**EXERCISE:**
Give the records back in full, exactly as they read.

**Stored data:**
====================

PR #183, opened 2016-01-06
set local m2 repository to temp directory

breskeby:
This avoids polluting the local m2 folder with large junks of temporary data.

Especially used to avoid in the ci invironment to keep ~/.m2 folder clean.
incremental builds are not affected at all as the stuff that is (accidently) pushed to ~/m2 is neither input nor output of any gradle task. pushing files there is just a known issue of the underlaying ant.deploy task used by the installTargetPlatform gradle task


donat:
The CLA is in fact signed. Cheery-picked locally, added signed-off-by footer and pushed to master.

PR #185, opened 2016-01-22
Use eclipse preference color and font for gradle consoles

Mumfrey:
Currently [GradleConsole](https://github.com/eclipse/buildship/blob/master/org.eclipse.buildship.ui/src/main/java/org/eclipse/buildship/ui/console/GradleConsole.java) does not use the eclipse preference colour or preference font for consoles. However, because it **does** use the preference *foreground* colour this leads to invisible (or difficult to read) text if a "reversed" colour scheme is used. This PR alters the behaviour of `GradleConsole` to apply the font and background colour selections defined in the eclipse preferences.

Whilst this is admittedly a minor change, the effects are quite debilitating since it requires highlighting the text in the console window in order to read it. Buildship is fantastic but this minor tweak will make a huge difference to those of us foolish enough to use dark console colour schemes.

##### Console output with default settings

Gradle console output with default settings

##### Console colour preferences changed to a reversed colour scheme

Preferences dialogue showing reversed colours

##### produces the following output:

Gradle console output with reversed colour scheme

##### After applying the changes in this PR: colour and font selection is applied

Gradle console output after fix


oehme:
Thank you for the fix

====================

**EXERCISE SOLUTION:**
PR #183, opened 2016-01-06
set local m2 repository to temp directory

breskeby:
This avoids polluting the local m2 folder with large junks of temporary data.

Especially used to avoid in the ci invironment to keep ~/.m2 folder clean.
incremental builds are not affected at all as the stuff that is (accidently) pushed to ~/m2 is neither input nor output of any gradle task. pushing files there is just a known issue of the underlaying ant.deploy task used by the installTargetPlatform gradle task


donat:
The CLA is in fact signed. Cheery-picked locally, added signed-off-by footer and pushed to master.

PR #185, opened 2016-01-22
Use eclipse preference color and font for gradle consoles

Mumfrey:
Currently [GradleConsole](https://github.com/eclipse/buildship/blob/master/org.eclipse.buildship.ui/src/main/java/org/eclipse/buildship/ui/console/GradleConsole.java) does not use the eclipse preference colour or preference font for consoles. However, because it **does** use the preference *foreground* colour this leads to invisible (or difficult to read) text if a "reversed" colour scheme is used. This PR alters the behaviour of `GradleConsole` to apply the font and background colour selections defined in the eclipse preferences.

Whilst this is admittedly a minor change, the effects are quite debilitating since it requires highlighting the text in the console window in order to read it. Buildship is fantastic but this minor tweak will make a huge difference to those of us foolish enough to use dark console colour schemes.

##### Console output with default settings

Gradle console output with default settings

##### Console colour preferences changed to a reversed colour scheme

Preferences dialogue showing reversed colours

##### produces the following output:

Gradle console output with reversed colour scheme

##### After applying the changes in this PR: colour and font selection is applied

Gradle console output after fix


oehme:
Thank you for the fix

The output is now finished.